◆ WHAT IS EXPECTED
Once the line containing "SBY 15:08:06 [test] engine_0: smtbmc" has been printed, stop; print every line before it exactly, starting at the top of the material below.

◆ ENTRIES SUPPLIED
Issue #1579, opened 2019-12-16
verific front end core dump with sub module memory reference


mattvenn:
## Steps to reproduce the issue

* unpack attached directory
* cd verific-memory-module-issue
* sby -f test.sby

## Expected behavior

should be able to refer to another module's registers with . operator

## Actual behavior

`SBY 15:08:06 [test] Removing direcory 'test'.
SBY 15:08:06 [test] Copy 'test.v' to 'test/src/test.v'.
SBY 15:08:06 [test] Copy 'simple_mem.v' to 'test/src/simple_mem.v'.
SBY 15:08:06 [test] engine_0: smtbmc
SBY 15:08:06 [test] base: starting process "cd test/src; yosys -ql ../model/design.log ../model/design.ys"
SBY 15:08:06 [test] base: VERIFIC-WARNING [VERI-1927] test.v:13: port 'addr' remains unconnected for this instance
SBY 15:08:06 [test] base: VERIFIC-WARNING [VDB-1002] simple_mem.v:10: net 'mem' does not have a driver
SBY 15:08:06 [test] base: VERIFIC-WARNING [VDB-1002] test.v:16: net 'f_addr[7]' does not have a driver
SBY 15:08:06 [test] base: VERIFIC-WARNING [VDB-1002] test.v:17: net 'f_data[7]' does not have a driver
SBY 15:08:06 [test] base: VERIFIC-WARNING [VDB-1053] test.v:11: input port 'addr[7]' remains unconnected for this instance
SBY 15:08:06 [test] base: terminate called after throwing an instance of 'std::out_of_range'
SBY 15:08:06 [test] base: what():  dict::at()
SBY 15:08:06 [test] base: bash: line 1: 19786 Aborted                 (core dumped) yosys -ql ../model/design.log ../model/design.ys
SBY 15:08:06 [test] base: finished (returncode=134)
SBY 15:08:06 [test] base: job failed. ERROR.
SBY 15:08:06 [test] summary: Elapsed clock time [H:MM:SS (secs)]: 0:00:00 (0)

◆ FINISHED TASK
Issue #1579, opened 2019-12-16
verific front end core dump with sub module memory reference


mattvenn:
## Steps to reproduce the issue

* unpack attached directory
* cd verific-memory-module-issue
* sby -f test.sby

## Expected behavior

should be able to refer to another module's registers with . operator

## Actual behavior

`SBY 15:08:06 [test] Removing direcory 'test'.
SBY 15:08:06 [test] Copy 'test.v' to 'test/src/test.v'.
SBY 15:08:06 [test] Copy 'simple_mem.v' to 'test/src/simple_mem.v'.
SBY 15:08:06 [test] engine_0: smtbmc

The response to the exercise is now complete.